PR #13195, opened 2022-06-01
provide state store query for variables by key ID

tgross:
The core jobs to garbage collect unused keys and perform full key
rotations will need to be able to query secure variables by key ID for
efficiency. Add an index to the state store and associated query
function and test.

### DIFF
--- a/nomad/state/schema.go
+++ b/nomad/state/schema.go
@@ -1230,8 +1230,69 @@ func secureVariablesTableSchema() *memdb.TableSchema {
 					},
 				},
 			},
+			"key_id": {
+				Name:         "key_id",
+				AllowMissing: false,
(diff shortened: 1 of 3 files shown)


nomad/state/schema.go
```diff
@@ -1230,10 +1230,71 @@ func secureVariablesTableSchema() *memdb.TableSchema {
 					},
 				},
 			},
+			"key_id": {
```
angrycub, line 1233: Is there any benefit in making this an exported constant?

angrycub (approved):
LGTM, one non-blocking question, but good to go.

nomad/state/schema.go
tgross: Done in 2fa6a473f9b772c62f13f67ec473f4db197d330f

WORK TO BE COMPLETED
Output every record above, exactly as written.

WRITTEN RESPONSE
PR #13195, opened 2022-06-01
provide state store query for variables by key ID

tgross:
The core jobs to garbage collect unused keys and perform full key
rotations will need to be able to query secure variables by key ID for
efficiency. Add an index to the state store and associated query
function and test.

### DIFF
--- a/nomad/state/schema.go
+++ b/nomad/state/schema.go
@@ -1230,8 +1230,69 @@ func secureVariablesTableSchema() *memdb.TableSchema {
 					},
 				},
 			},
+			"key_id": {
+				Name:         "key_id",
+				AllowMissing: false,
(diff shortened: 1 of 3 files shown)


nomad/state/schema.go
```diff
@@ -1230,10 +1230,71 @@ func secureVariablesTableSchema() *memdb.TableSchema {
 					},
 				},
 			},
+			"key_id": {
```
angrycub, line 1233: Is there any benefit in making this an exported constant?

angrycub (approved):
LGTM, one non-blocking question, but good to go.

nomad/state/schema.go
tgross: Done in 2fa6a473f9b772c62f13f67ec473f4db197d330f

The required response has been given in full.